PR #2775, opened 2023-08-04
feat: mempool nonce override

jorgemmsilva:
allows cancellation of requests by sending a new request with the same nonce

refactors the way mempool does nonce selection, now we keep an ordered list of requests per account, which facilitates the selection process.

adds new logs to allow easier debugging per account

### DIFF
--- a/packages/chain/mempool/mempool.go
+++ b/packages/chain/mempool/mempool.go
@@ -558,6 +558,11 @@ func (mpi *mempoolImpl) refsToPropose() []*isc.RequestRef {
 				mpi.log.Debugf("refsToPropose, account: %s, removing old nonce from pool: %d", account, e.req.Nonce())
 				mpi.offLedgerPool.Remove(e.req)
 			}
+			if e.old {
+				// this request was marked as "old", do not propose it
+				mpi.log.Debugf("refsToPropose, account: %s, skipping old request: %s", account, e.req.ID().String())
+				continue
+			}
 			if reqNonce == accountNonce {
 				// expected nonce, add it to the list to propose
 				mpi.log.Debugf("refsToPropose, account: %s, proposing reqID %s with nonce %d: d", account, e.req.ID().String(), e.req.Nonce())
--- a/packages/chain/mempool/mempool.go
+++ b/packages/chain/mempool/mempool.go
@@ -565,7 +565,7 @@ func (mpi *mempoolImpl) refsToPropose() []*isc.RequestRef {
 				accountNonce++ // increment the account nonce to match the next valid request
 			}
 			if reqNonce > accountNonce {
-				mpi.log.Debugf("refsToPropose, account: %s, req %s has a nouce %d which is too high, won't be proposed", account, e.req.ID().String(), e.req.Nonce())
+				mpi.log.Debugf("refsToPropose, account: %s, req %s has a nonce %d which is too high, won't be proposed", account, e.req.ID().String(), e.req.Nonce())
 				return // no more valid nonces for this account, continue to the next account
 			}
 		}
--- a/packages/chain/mempool/mempool.go
+++ b/packages/chain/mempool/mempool.go
@@ -48,7 +48,6 @@ import (
 	"time"
 
 	"github.com/samber/lo"
-	"golang.org/x/exp/slices"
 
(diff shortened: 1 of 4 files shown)


packages/chain/mempool/mempool.go
```diff
@@ -551,53 +545,31 @@ func (mpi *mempoolImpl) refsToPropose() []*isc.RequestRef {
...
+				reqRefs = append(reqRefs, isc.RequestRefFromRequest(e.req))
+				accountNonce++ // increment the account nonce to match the next valid request
 			}
-			// check for gaps within the request list
-			for i := 1; i < len(refNonces); i++ {
-				if refNonces[i].nonce != refNonces[i-1].nonce+1 {
-					doNotPropose = append(doNotPropose, refNonces[i].ref)
-				}
+			if reqNonce > accountNonce {
+				mpi.log.Debugf("refsToPropose, account: %s, req %s has a nouce %d which is too high, won't be proposed", account, e.req.ID().String(), e.req.Nonce())
```
BugFreeSoftware: Nouce instead of nonce

packages/chain/mempool/typed_pool_by_nonce.go
```diff
@@ -0,0 +1,173 @@
...
+	)
+	if exists {
+		// same nonce, delete old request with overlapping nonce, replace with the new one
+		p.Remove(reqsForAcount[index].req)
+		// refresh `reqsForAcount` after removing the old req
+		reqsForAcount, exists = p.reqsByAcountOrdered.Get(account)
+		if !exists {
+			reqsForAcount = make([]*OrderedPoolEntry[V], 0)
+		}
+		// TODO could	this create some race condition if there is ongoing voting on a batch propostal containing the old nonce?
```
BugFreeSoftware: Are all nodes eventually supposed to end up with the same requests in the same order?
Or is it possible for two requests with the same nonce to be sent out quickly and end up in different order at different nodes? This should definitely be deterministic.
Of course, this means that that particular account is shooting itself in the foot in that case, and it can always send one with the same nonce again to all nodes to get unstuck.

BugFreeSoftware (approved):

packages/chain/mempool/typed_pool_by_nonce.go
jorgemmsilva: Batch selection will always be deterministic and there will never 2 requests with the same nonce on the same batch.

The only potential problem I see is that we could remove a request that will be needed for a pending batch, and the node will need to fetch that request from other nodes while at the same time broadcasting the new request and trying to make other nodes overwrite the old (selected) request.

Unsure what is the best way to prevent this. I'll wait for @kape1395 input

packages/chain/mempool/typed_pool_by_nonce.go
```diff
@@ -0,0 +1,173 @@
...
+	if len(reqsByAccount) == 1 { // just remove the entire array for the account
+		p.reqsByAcountOrdered.Delete(account)
+		return
+	}
+	reqsByAccount[indexToDel] = nil // remove the pointer reference to allow GC of the entry object
+	reqsByAccount = slices.Delete(reqsByAccount, indexToDel, indexToDel+1)
+	p.reqsByAcountOrdered.Set(account, reqsByAccount)
+}
+
+func (p *TypedPoolByNonce[V]) Iterate(predicate func(account string, requests []*OrderedPoolEntry[V])) {
```
dessaya: Nit: technically it's not a predicate since it does not return bool

dessaya (approved):

packages/chain/mempool/typed_pool_by_nonce.go
kape1395: Good point here. Indeed there was an assumption that if F+1 node has proposed the request, it will be available at least on one correct node. So consensus nodes will wait for that request from other nodes if they have no such in their mempool. If a request is dropped by overriding, the consensus will be stuck waiting for such a request.

One way to resolve that is to mark a request as non-proposable instead of removing it. This way, a node could share the request if needed. This is only needed for the period of time when the request was proposed, but the consensus still needs to be finished.

kape1395 (approved):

++++++

Exercise prompt -> Set aside each line above that includes the string "batch" and report it.

Answer to this problem ->
+		// TODO could	this create some race condition if there is ongoing voting on a batch propostal containing the old nonce?
jorgemmsilva: Batch selection will always be deterministic and there will never 2 requests with the same nonce on the same batch.
The only potential problem I see is that we could remove a request that will be needed for a pending batch, and the node will need to fetch that request from other nodes while at the same time broadcasting the new request and trying to make other nodes overwrite the old (selected) request.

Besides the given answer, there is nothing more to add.